От их вздохов ей стало холодно…
Мальчик с отцом двинулись дальше. Лена только успела шепнуть мальчику:
— Я буду верить в вас! Держись!
«Спасибо тебе, Лена. Никогда не забывай, ты — Факел!»
Только она хотела спросить у него, откуда ему известно её имя, как они испарились.
Лена снова вернулась в общий механический полёт, но уже чувствовала себя в нём отчужденно. Всё казалось ей неправдоподобным, ненужным, слишком понятным и плавным.
«Такие беды, катастрофы личностей и вселенных, а мы летаем в мире иллюзий и тишины…» — протикало в ней ржавым механизмом. Он заскрипел и начал ломаться…
Лена прислонилась к стене сонного дома и сжавшись, заплакала…»
Теперь Лена проснулась. Её рыдания во сне достигли предела, и ей стало плохо наяву. Она заёрзала по кровати, закрыла глаза ладонями, пытаясь придти в себя…
«Приснится же такое! Чего только не насмотрится человек за ночную жизнь во снах… Нет бы, что-нибудь доброе, радостное, лёгкое… Или вообще ничего пусть не снится» — обижено думала она.
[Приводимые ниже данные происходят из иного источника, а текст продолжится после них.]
PR #1630, opened 2017-08-10
Add task to get the resources and merge them into the common pri for external dependencies

safern:
The WCF team encountered an issue where the resources for their dependencies (in this case .NET Core) were not present in the pri file. The reason why this happened is because we assumed that the other repos where the same as coreFX but we didn't count on coreFX as an external dependency. So we need to get those external dependencies and generate their resw files in order to create the pri file through mergepri.exe.

FYI: @StephenBonikowsky

### DIFF
--- a/src/Microsoft.DotNet.Build.Tasks.net45/CreateExternalAssembliesResources.cs
+++ b/src/Microsoft.DotNet.Build.Tasks.net45/CreateExternalAssembliesResources.cs
@@ -1,0 +1,78 @@
+// Licensed to the .NET Foundation under one or more agreements.
+// The .NET Foundation licenses this file to you under the MIT license.
+// See the LICENSE file in the project root for more information.
+
+using Microsoft.Build.Framework;
+using Microsoft.Build.Utilities;
+using System;
+using System.Collections;
+using System.IO;
+using System.Reflection;
+using System.Resources;
+
+namespace Microsoft.DotNet.Build.Tasks
+{
+    public class CreateExternalAssembliesResources : Task
+    {
+        [Required]
+        public ITaskItem[] InputAssemblies { get; set; }
+
+        [Required]
+        public string OutputPath { get; set; }
+
+        public override bool Execute()
+        {
+            try
+            {
+                if (!Directory.Exists(OutputPath))
+                {
+                    Directory.CreateDirectory(OutputPath);
+                }
+
+                CreateReswFiles();
+            }
+            catch (Exception e)
+            {
+                Log.LogErrorFromException(e, showStackTrace: false);
+            }
+
+            return !Log.HasLoggedErrors;
+        }
+
+        public void CreateReswFiles()
+        {
+            foreach (ITaskItem assemblySpec in InputAssemblies)
+            {
+                string assemblyPath = assemblySpec.ItemSpec;
+                try
+                {
+                    Assembly assembly = Assembly.LoadFrom(assemblyPath);
+                    foreach (string resourceName in assembly.GetManifestResourceNames())
+                    {
+                        if (!resourceName.EndsWith(".resources"))
+                        {
+                            continue; // we only need to get the resources strings to produce the resw files.
+                        }
+
+                        string reswName = Path.GetFileNameWithoutExtension(resourceName);
+                        string reswPath = Path.Combine(OutputPath, $"{reswName}.resw");
+                        using (FileStream stream = File.Create(reswPath))
+                        using (ResourceReader resourceReader = new ResourceReader(assembly.GetManifestResourceStream(resourceName)))
+                        using (ResXResourceWriter resourceWriter = new ResXResourceWriter(stream))
+                        {
+                            IDictionaryEnumerator enumerator = resourceReader.GetEnumerator();
+                            while (enumerator.MoveNext())
+                            {
+                                resourceWriter.AddResource(enumerator.Key.ToString(), enumerator.Value.ToString());
+                            }
+                        }
+                    }
+                }
+                catch (BadImageFormatException)
+                {
+                    continue; // native assemblies can't be loaded.
+                }
+            }
+        }
+    }
+}
--- a/src/Microsoft.DotNet.Build.Tasks.net45/ExtractResWResourcesFromAssemblies.cs
+++ b/src/Microsoft.DotNet.Build.Tasks.net45/ExtractResWResourcesFromAssemblies.cs
@@ -56,15 +56,13 @@ namespace Microsoft.DotNet.Build.Tasks
                         string reswName = Path.GetFileNameWithoutExtension(resourceName);
                         string reswPath = Path.Combine(OutputPath, $"{reswName}.resw");
                         using (ResourceReader resourceReader = new ResourceReader(assembly.GetManifestResourceStream(resourceName)))
+                        using (ReswResourceWriter resourceWriter = new ReswResourceWriter(reswPath))
                         {
-                            ReswResourceWriter resourceWriter = new ReswResourceWriter(reswPath);
                             IDictionaryEnumerator enumerator = resourceReader.GetEnumerator();
                             while (enumerator.MoveNext())
                             {
                                 resourceWriter.AddResource(enumerator.Key.ToString(), enumerator.Value.ToString());
                             }
-
-                            resourceWriter.Close();
                         }
                     }
                 }
@@ -76,7 +74,7 @@ namespace Microsoft.DotNet.Build.Tasks
         }
     }
 
-    internal class ReswResourceWriter
+    internal class ReswResourceWriter : IDisposable
     {
         private readonly XElement _root;
 
@@ -102,7 +100,7 @@ namespace Microsoft.DotNet.Build.Tasks
             _root.Add(newElement);
         }
 
-        internal void Close()
+        public void Dispose()
         {
             _document.Save(_filePath);
         }
--- a/src/Microsoft.DotNet.Build.Tasks.net45/ExtractResWResourcesFromAssemblies.cs
+++ b/src/Microsoft.DotNet.Build.Tasks.net45/ExtractResWResourcesFromAssemblies.cs
@@ -12,7 +12,7 @@ using System.Resources;
 
 namespace Microsoft.DotNet.Build.Tasks
 {
-    public class CreateExternalAssembliesResources : Task
+    public class ExtractResWResourcesFromAssemblies : Task
     {
         [Required]
         public ITaskItem[] InputAssemblies { get; set; }
@@ -24,11 +24,7 @@ namespace Microsoft.DotNet.Build.Tasks
         {
             try
             {
-                if (!Directory.Exists(OutputPath))
-                {
-                    Directory.CreateDirectory(OutputPath);
-                }
-
+                Directory.CreateDirectory(OutputPath);
                 CreateReswFiles();
             }
             catch (Exception e)
@@ -56,9 +52,8 @@ namespace Microsoft.DotNet.Build.Tasks
 
                         string reswName = Path.GetFileNameWithoutExtension(resourceName);
                         string reswPath = Path.Combine(OutputPath, $"{reswName}.resw");
-                        using (FileStream stream = File.Create(reswPath))
                         using (ResourceReader resourceReader = new ResourceReader(assembly.GetManifestResourceStream(resourceName)))
-                        using (ResXResourceWriter resourceWriter = new ResXResourceWriter(stream))
+                        using (ResXResourceWriter resourceWriter = new ResXResourceWriter(reswPath))
                         {
                             IDictionaryEnumerator enumerator = resourceReader.GetEnumerator();
                             while (enumerator.MoveNext())
--- a/src/Microsoft.DotNet.Build.Tasks.net45/ExtractResWResourcesFromAssemblies.cs
+++ b/src/Microsoft.DotNet.Build.Tasks.net45/ExtractResWResourcesFromAssemblies.cs
@@ -6,12 +6,10 @@ using Microsoft.Build.Framework;
 using Microsoft.Build.Utilities;
 using System;
 using System.Collections;
-using System.Collections.Generic;
 using System.IO;
 using System.Reflection;
 using System.Resources;
 using System.Xml.Linq;
-using System.Linq;
 
 namespace Microsoft.DotNet.Build.Tasks
 {
@@ -22,6 +20,9 @@ namespace Microsoft.DotNet.Build.Tasks
 
         [Required]
         public string OutputPath { get; set; }
+
+        [Required]
+        public string InternalReswDirectory { get; set; }
 
         public override bool Execute()
         {
@@ -43,6 +44,12 @@ namespace Microsoft.DotNet.Build.Tasks
             foreach (ITaskItem assemblySpec in InputAssemblies)
             {
                 string assemblyPath = assemblySpec.ItemSpec;
+
+                if (!ShouldExtractResources($"FxResources.{Path.GetFileNameWithoutExtension(assemblyPath)}.SR.resw", assemblyPath))
+                {
+                    continue; // we skip framework assemblies that resources already exist and don't need to be extracted to avoid reading dll metadata.
+                }
+                
                 try
                 {
                     Assembly assembly = Assembly.LoadFrom(assemblyPath);
@@ -53,8 +60,14 @@ namespace Microsoft.DotNet.Build.Tasks
                             continue; // we only need to get the resources strings to produce the resw files.
                         }
 
-                        string reswName = Path.GetFileNameWithoutExtension(resourceName);
-                        string reswPath = Path.Combine(OutputPath, $"{reswName}.resw");
+                        string reswName = $"{Path.GetFileNameWithoutExtension(resourceName)}.resw";
+
+                        if (!reswName.StartsWith("FxResources") && !ShouldExtractResources(reswName, assemblyPath)) // already checked for FxResources previously
+                        {
+                            continue; // resw output file already exists and is up to date, so we should skip this resource file.
+                        }
+
+                        string reswPath = Path.Combine(OutputPath, reswName);
                         using (ResourceReader resourceReader = new ResourceReader(assembly.GetManifestResourceStream(resourceName)))
                         using (ReswResourceWriter resourceWriter = new ReswResourceWriter(reswPath))
                         {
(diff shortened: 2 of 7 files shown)


src/Microsoft.DotNet.Build.Tasks.net45/CreateExternalAssembliesResources.cs
```diff
@@ -0,0 +1,78 @@
...
+            }
+            catch (Exception e)
+            {
+                Log.LogErrorFromException(e, showStackTrace: false);
+            }
+
+            return !Log.HasLoggedErrors;
+        }
+
+        public void CreateReswFiles()
```
weshaggard: Doesn't this task already exist in our shipping tools? If so can we please use that one instead of creating our own.

tarekgh: I am not aware of any task doing this exact function (extracting resw from assemblies). The only place has a code like that is the implementation of GenerateResource task and this part is kind of internal which we cannot call it.
We used to do the same in .NetNative transforms but I think this is not happening anymore.

safern: Yes, @tarekgh and I looked at the VS tasks that we had before doing the first step a few weeks ago and we didn't find anything easy to achieve through that direction, so that is why we decided doing it on our end. This is actually "similar" on what we do in the .NetNative transforms but using a ResourceReader and a ResXResourceWriter which from what Tarek told me we didn't have available by the time that task was written.

src/Microsoft.DotNet.Build.Tasks/PackageFiles/tests.targets
```diff
@@ -6,6 +6,7 @@
   <Import Project="$(ToolsDir)PerfTesting.targets" Condition="Exists('$(ToolsDir)PerfTesting.targets') and '$(Performance)' == 'true'"/>
   <UsingTask TaskName="GenerateTestExecutionScripts" AssemblyFile="$(BuildToolsTaskDir)Microsoft.DotNet.Build.Tasks.dll"/>
   <UsingTask TaskName="GetTargetMachineInfo" AssemblyFile="$(BuildToolsTaskDir)Microsoft.DotNet.Build.Tasks.dll"/>
+  <UsingTask Condition="'$(BuildingUAPVertical)' == 'true'" TaskName="CreateExternalAssembliesResources" AssemblyFile="$(BuildToolsTaskDir)Microsoft.DotNet.Build.Tasks.dll"/>
```
tarekgh: >CreateExternalAssembliesResources [](start = 70, length = 33)

I would call this ExtractResWResourcesFromAssemblies

src/Microsoft.DotNet.Build.Tasks.net45/CreateExternalAssembliesResources.cs
weshaggard: I was under the impression that any PCL library that gets consumed in a UWP project would have its resources stripped out and put into a resw just the same way we are doing here which is why I figured there must already be a task to do it. If the task is too different or not available to our builds then putting this here is fine I just want to avoid duplication if we can.

safern: Yes we actually tried to use that task before doing it all ourselves but it was kind of different and not available :(

tarekgh: @weshaggard, as I mentioned extracting the resources was done internally inside GenerateResource task when building ResW. I don't think we can call GenerateResource just to extract the resources

http://index/?query=Microsoft.AppxPackage.Targets&rightProject=CBA(Repo)&file=src%5Ctools%5CBuildProcess%5CMSBuild%5CMicrosoft%5CVisualStudio%5Cv14.0%5CAppxPackage%5CMicrosoft.AppxPackage.Targets&line=1047

src/Microsoft.DotNet.Build.Tasks.net45/CreateExternalAssembliesResources.cs
```diff
@@ -0,0 +1,78 @@
...
+        public ITaskItem[] InputAssemblies { get; set; }
+
+        [Required]
+        public string OutputPath { get; set; }
+
+        public override bool Execute()
+        {
+            try
+            {
+                if (!Directory.Exists(OutputPath))
```
danmosemsft: you don't need the directory.exists check. it will just do nothing if it already exists

safern: Oh, you're right. Thanks.

src/Microsoft.DotNet.Build.Tasks/PackageFiles/tests.targets
safern: Will fix.

src/Microsoft.DotNet.Build.Tasks.net45/CreateExternalAssembliesResources.cs
```diff
@@ -0,0 +1,78 @@
...
+                        if (!resourceName.EndsWith(".resources"))
+                        {
+                            continue; // we only need to get the resources strings to produce the resw files.
+                        }
+
+                        string reswName = Path.GetFileNameWithoutExtension(resourceName);
+                        string reswPath = Path.Combine(OutputPath, $"{reswName}.resw");
+                        using (FileStream stream = File.Create(reswPath))
+                        using (ResourceReader resourceReader = new ResourceReader(assembly.GetManifestResourceStream(resourceName)))
+                        using (ResXResourceWriter resourceWriter = new ResXResourceWriter(stream))
```
tarekgh: >ResXResourceWriter(stream) [](start = 71, length = 26)

ResXResourceWriter has a constructor which takes a string file path instead of stream. so you don't have to create the stream manually and pass it here.

safern: Good call.

tarekgh:
other than minor comments, LGTM

safern:
Addressed PR feedback, @weshaggard are you also OK with the changes?

src/Microsoft.DotNet.Build.Tasks/PackageFiles/tests.targets
```diff
@@ -170,6 +171,23 @@
...
   </PropertyGroup>
+  
+  <ItemGroup Condition="'$(BuildingUAPVertical)' == 'true'">
+    <_AllRuntimeDllFiles Include="$(RuntimePath)\*.dll" />
+  </ItemGroup>
+
+  <Target Name="CreateReswFilesForExternalDependencies" 
+          Condition="'$(BuildingUAPVertical)' == 'true'"
+          Inputs="@(_AllRuntimeDllFiles)"
+          Outputs="$(_CommonPriFile)">
```
weshaggard: You aren't outputting _CommonPriFile here.

weshaggard: This should probably be the list of resw files.

src/Microsoft.DotNet.Build.Tasks.net45/Microsoft.DotNet.Build.Tasks.net45.csproj
```diff
@@ -38,6 +39,7 @@
     <TargetingPackReference Include="System.Threading.Tasks" />
     <TargetingPackReference Include="System.Xml" />
     <TargetingPackReference Include="System.Xml.Linq" />
+    <TargetingPackReference Include="System.Windows.Forms" />
```
weshaggard: This task is only going to work on .NET Framework? We have to be careful that this also works on core as we will be doing builds, including windows builds on core as well.

src/Microsoft.DotNet.Build.Tasks/PackageFiles/tests.targets
safern: Ok, sounds good.

src/Microsoft.DotNet.Build.Tasks.net45/Microsoft.DotNet.Build.Tasks.net45.csproj
safern: Yes this is only going to work on .NET Framework but it is supported when building UAP right? I tested locally for building the whole test tree in UAP and in .NET Core and it worked fine, however I can move it to be netstandard1.6 and use the metadata reader and output the resources manually without the ResxResourceWriter. 

Why I would need to use the metadata reader is because Assembly.LoadFrom is not available until NS2.0 and we are currently building against NS1.6; are we planning on moving to the new toolchain and 2.0? 

Do you want me to go with the NS approach?

tarekgh: I think Wes's point is using System.Windows.Forms would not exist if msbuild will use net core and not the full framework. This means you just want to avoid using ResXResourceWriter and you may write the generated resw manually using Xml writer.

safern: Ok sounds good I will update to generate the resw file using Xml writer, if he would like to make it full NS, I found that this can be done with MetadataReader rather easier than what we talk the other day, so I could change that as well.

safern: Ok, sounds good. Will update that.

src/Microsoft.DotNet.Build.Tasks.net45/ExtractResWResourcesFromAssemblies.cs
```diff
@@ -0,0 +1,231 @@
...
+                }
+                catch (BadImageFormatException)
+                {
+                    continue; // native assemblies can't be loaded.
+                }
+            }
+        }
+    }
+
+    internal class ReswResourceWriter
```
tarekgh: would be nice if you implement the IDisoposable interface and then use "using" block when calling this class

safern: Fixed.

src/Microsoft.DotNet.Build.Tasks/PackageFiles/tests.targets
```diff
@@ -169,7 +170,32 @@
...
+    <_ExternalReswOutputPath>$(ResourcesFolderPath)/external/</_ExternalReswOutputPath>
   </PropertyGroup>
+  
+  <ItemGroup Condition="'$(BuildingUAPVertical)' == 'true'">
+    <_AllRuntimeDllFiles Include="$(RuntimePath)\*.dll" />
+    <_ExternalReswFiles Include="$(_ExternalReswOutputPath)*.resw" />
+    
+    <!-- The first time the CreateReswFilesForExternalDependencies target is executed the itemgroup _ExternalReswFiles will be empty
+    and that will avoid the target from executing, so we add a dummy file if they are empty so that the target is executed the first time. -->
+    <_ExternalReswFiles Condition="@(_ExternalReswFiles) == ''" Include="$(_ExternalReswOutputPath)dummy.resw" />
```
weshaggard: I guess I was expecting a transform from the *.dll to *.resw here so we know we always have all the matching files.

safern: We have no way to know what the resw file is going to be as that information comes from the dll's metadata, it can be a custom name, i.e we add an embedded resource for testing purposes that it's resources file is called SantiResources.resx and I can override the resource manifest name to be `Santi.This.IsMyResourceManager` in the csproj like in [here](https://github.com/dotnet/corefx/blob/master/src/System.Composition.Hosting/src/System.Composition.Hosting.csproj#L72) and that would mean that the resw file needs to be called `Santi.This.IsMyResourceManager.resw`

Since that is embedded into the dll's metadata there is no way to know what resw files the task will output and that is why the output resw files I create them [here](https://github.com/dotnet/buildtools/pull/1630/files#diff-4dba46151dfcc864a9186f4ae3de64c1R56) which comes from the ResourceName. That is why in the beginning I made the Outputs to be the common pri file, because that one is static, and if it is newer than the dlls then we don't need to update it.

weshaggard: OK talking this over with @tarekgh I think what you have will work.

src/Microsoft.DotNet.Build.Tasks/PackageFiles/tests.targets
```diff
@@ -169,7 +170,32 @@
...
+  </ItemGroup>
+
+  <Target Name="CreateReswFilesForExternalDependencies" 
+          Condition="'$(BuildingUAPVertical)' == 'true'"
+          Inputs="@(_AllRuntimeDllFiles)"
+          Outputs="@(_ExternalReswFiles)">
+
+    <ItemGroup>
+      <_RuntimeDllFilesWithoutResw Include="@(_AllRuntimeDllFiles)"
```
weshaggard: What about cases where we rebuild the dll and now the resw is outdated? Is that something to worry about here? Do we need to take into account if the timestamp of the resw is older then the dll re-run it?

We could probably do this filter in the task itself.

safern: It will definitely be re ran if a dll is updated. That is what we want right? Since they could change the resources?

safern: @weshaggard you okay with this changes? This is the behavior we want right?

safern:
Fixed the filtering of dlls against resw files to be done inside the task itself.

tarekgh:
LGTM

src/Microsoft.DotNet.Build.Tasks.net45/ExtractResWResourcesFromAssemblies.cs
```diff
@@ -72,6 +85,25 @@ public void CreateReswFiles()
                 }
             }
         }
+
+        private bool ShouldExtractResources(string expectedReswFileName, string assemblyPath)
```
weshaggard: Do you also need to handle the case where it isn't a managed assembly?

src/Microsoft.DotNet.Build.Tasks.net45/ExtractResWResourcesFromAssemblies.cs
```diff
@@ -43,6 +44,12 @@ public void CreateReswFiles()
...
                 string assemblyPath = assemblySpec.ItemSpec;
+
+                if (!ShouldExtractResources($"FxResources.{Path.GetFileNameWithoutExtension(assemblyPath)}.SR.resw", assemblyPath))
+                {
+                    continue; // we skip framework assemblies that resources already exist and don't need to be extracted to avoid reading dll metadata.
+                }
+                
                 try
                 {
                     Assembly assembly = Assembly.LoadFrom(assemblyPath);
```
weshaggard: What happens if this is a native assembly?

src/Microsoft.DotNet.Build.Tasks.net45/ExtractResWResourcesFromAssemblies.cs
```diff
@@ -0,0 +1,261 @@
...
+                string assemblyPath = assemblySpec.ItemSpec;
+
+                if (!ShouldExtractResources($"FxResources.{Path.GetFileNameWithoutExtension(assemblyPath)}.SR.resw", assemblyPath))
+                {
+                    continue; // we skip framework assemblies that resources already exist and don't need to be extracted to avoid reading dll metadata.
+                }
+                
+                try
+                {
+                    Assembly assembly = Assembly.LoadFrom(assemblyPath);
```
weshaggard: Are we every going to hit an assembly load failure due to missing dependencies? For example if we load a .NET Core assembly on .NET Framework then it might not have all the dependencies resolved.

src/Microsoft.DotNet.Build.Tasks.net45/ExtractResWResourcesFromAssemblies.cs
safern: `Assembly.LoadFrom` will throw a `BadImageFormatException` which I'm catching and ignoring and going to the next assembly:

https://github.com/dotnet/buildtools/pull/1630/files#diff-4dba46151dfcc864a9186f4ae3de64c1R84

weshaggard:
FYI - https://github.com/Microsoft/msbuild/pull/2254 that is a link to a PR that is doing similar resource extraction in msbuild.

src/Microsoft.DotNet.Build.Tasks.net45/ExtractResWResourcesFromAssemblies.cs
safern: It will just not find the file and return true for the first check: https://github.com/dotnet/buildtools/pull/1630/files#diff-4dba46151dfcc864a9186f4ae3de64c1R48

But then when trying to load the assembly it will fall into the `catch (BadImageFormatException)` and will ignore it and continue to the next assembly.

src/Microsoft.DotNet.Build.Tasks.net45/ExtractResWResourcesFromAssemblies.cs
safern: So then we should probably use `Assembly.ReflectionOnlyLoadFrom` which doesn't load its dependencies, right?

safern:
So I updated it to use the MetadataReader and tested it locally and works perfectly

src/Microsoft.DotNet.Build.Tasks/PackageFiles/tests.targets
```diff
@@ -251,11 +276,16 @@
     <!-- We call MakePri.exe to create common resources.pri file only if this test project has its own resources. -->
     <Exec Command="$(_MakePriCommand)" StandardOutputImportance="Low" StdErrEncoding="Unicode" Condition="'$(TestProjectNeedsModifiedPriFile)' == 'true'" />
 
-    <Copy Condition="'$(TestProjectNeedsModifiedPriFile)' != 'true'"
+    <Copy Condition="'$(TestProjectNeedsModifiedPriFile)' != 'true' AND Exists('$(_CommonPriFile)')"
           SourceFiles="$(_CommonPriFile)"
           DestinationFiles="$(TestPath)\resources.pri"
           SkipUnchangedFiles="true" />
 
+    <Copy Condition="'$(TestProjectNeedsModifiedPriFile)' != 'true' AND !Exists('$(_CommonPriFile)')"
```
weshaggard: Should this be conditioned on the existence of Runner\resources.pri instead?

safern: The Runner\resources.pri file should always exist as it comes from the Runner's package and that is the base PRI that we use to merge from to create the CommonPriFile. The reason why I added this is in the scenario where a repo doesn't have any resources embedded into their projects and the external dependencies doesn't have resources either (this case is not likely to happen, but just thinking of the worst scenario) the list of resw files will be empty so MakePri will not create the CommonPriFile because it had no inputs. 

So I did this to protect the build, so that when this happens and there is no CommonPriFile, we use the base file which comes from the runner itself, the build succeeds and the tests wont fail.

safern:
Thanks for your reviews @tarekgh @weshaggard and @danmosemsft :)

Лена выпрямилась на кровати и раскинула руки. Громко вздохнув, она посмотрела на окно. Солнце нежно заливало комнату и дарило свою улыбку. Прозрачные занавески вздрагивали, трепетали и забирали в необъяснимо приятное, невесомое приключение; вспенивались, вздымались, поддающиеся только ласке или грубости ветерка. Лене нравилось, как всегда в фильмах красиво обыгрывали эпизоды с занавесками. Ей запомнились светло-красные шифоновые шторы… Пугающие и соблазняющие.
Внезапно она вспомнила последние слова мальчика из сна: «Не забывай — ты Факел!»…
— Поняла! — торжествующе она сказала себе, и резко подскочила в кровати. — Ведь «Елена» переводится «факел» с греческого! Интересно, многим я освещаю путь? Или, наоборот, кому-то порчу жизнь, поджигая?.. — спросила она себя и засмеялась.
* * *
Лена всю жизнь была в напряжении. Иногда это проявлялось в её сдержанности, реже — в замкнутости. Но бывали и другие случаи, когда её внутреннее возбуждение, не совсем ей понятное, заставляло держаться её вызывающе, как будто она вечно ждала чьих-то нападок. Нервы её были натянуты постоянно. Но мало, кто из окружающих и близких, чувствовал это. Напряжение вызывало усталость и душевную боль. И Лена начинала думать, что люди, сама жизнь — источник этой боли.